How Steve Jobs threw out US$10 billion - sound
http://ca.yahoo.com/_ylt=AnVLN5163XCvgNugv9VN858y17V_;_ylu=X3oDMTNhODluMmpvBGEDZmluIGFwcGxlIDE5bWF5IHQEY2NvZGUDeXJkBGNwb3MDMQRnA2lkLTQwNjYEaW50bANjYQRwa2d2AzYEcG9zAzIEc2VjA3RkLWZlYXQEc2xrA3RpdGxlBHNscG9zA0YEdGVzdAM3MTU-/SIG=13cpteu5k/**http%3A//ca.finance.yahoo.com/personal-finance/article/yfinance/1601/apple-chief-blunders-on-options-swap

======
acqq
The article is not clear about the details. As far as I know options have a
fixed expiration date.

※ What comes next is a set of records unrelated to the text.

PR #317, opened 2022-10-19
[14.0][IMP] rma_sale: Replace allowed_xx fields by field_domain + web_domain_field dependency

victoralmau:
Related to: https://github.com/OCA/rma/pull/280 (different approach)

Replace `allowed_xx` fields by field_domain + `web_domain_field` dependency

Locked by:
- https://github.com/OCA/web/pull/2322

Please @pedrobaeza and @chienandalu can you review it?

@Tecnativa

PR #326, opened 2022-12-05
[13.0][IMP] rma_sale: Domains performance

pedrobaeza:
For avoiding a big list of IDs being transferred when no sales order is selected on the RMA, we have changed domains to make use of the possibility of pyjs (http://pyjs.org/) expressions allowed in the domains.

No ternary operators nor list sums are allowed in pyjs, but using a combination of allowed IDs with a controlled length of values + and/or operators to switch domains is enough for having the right performance and avoid to depend on other modules like `web_domain_field`.

@Tecnativa

### DIFF
--- a/rma_sale/models/rma.py
+++ b/rma_sale/models/rma.py
@@ -20,7 +20,10 @@ class Rma(models.Model):
     allowed_picking_ids = fields.Many2many(
         comodel_name="stock.picking", compute="_compute_allowed_picking_ids",
     )
-    picking_id = fields.Many2one(domain="[('id', 'in', allowed_picking_ids)]")
+    picking_id = fields.Many2one(
+        domain="(order_id or partner_id) and [('id', 'in', allowed_picking_ids)] or "
+        "[('state', '=', 'done'), ('picking_type_id.code', '=', 'outgoing')] "
+    )
     allowed_move_ids = fields.Many2many(
         comodel_name="sale.order.line", compute="_compute_allowed_move_ids",
     )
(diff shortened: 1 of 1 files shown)


rma_sale/models/rma.py
```diff
@@ -17,10 +17,11 @@ class Rma(models.Model):
         readonly=True,
         states={"draft": [("readonly", False)]},
     )
-    allowed_picking_ids = fields.Many2many(
-        comodel_name="stock.picking", compute="_compute_allowed_picking_ids",
+    picking_id = fields.Many2one(
+        domain="[('state', '=', 'done'), ('picking_type_id.code', '=', 'outgoing')] "
+        "+ [('sale_id', '=', order_id)] if order_id else [] "
+        "+ [('partner_id', 'child_of', commercial_partner_id)] if partner_id else []"
```
rousseldenis: @pedrobaeza Are right fields really evalutated dynamically?

pedrobaeza: I'm trying. On the worst case, we will need to repeat the domain.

Shares don't. It's not clear when the options he
exchanged for shares were supposed to expire and which was the market price at
that moment.

------
gte910h
The marginal utility to someone at his age between 2 billion and 10 billion is
functionally identical.

I'd contend his switch was very logical and turned out great for him.

------
JoeAltmaier
I also threw out 10 billion, and so did you. With the magical hindsight-
looking-glass any of us could invest in the right stocks 10 years ago and make
a killing today. Big deal.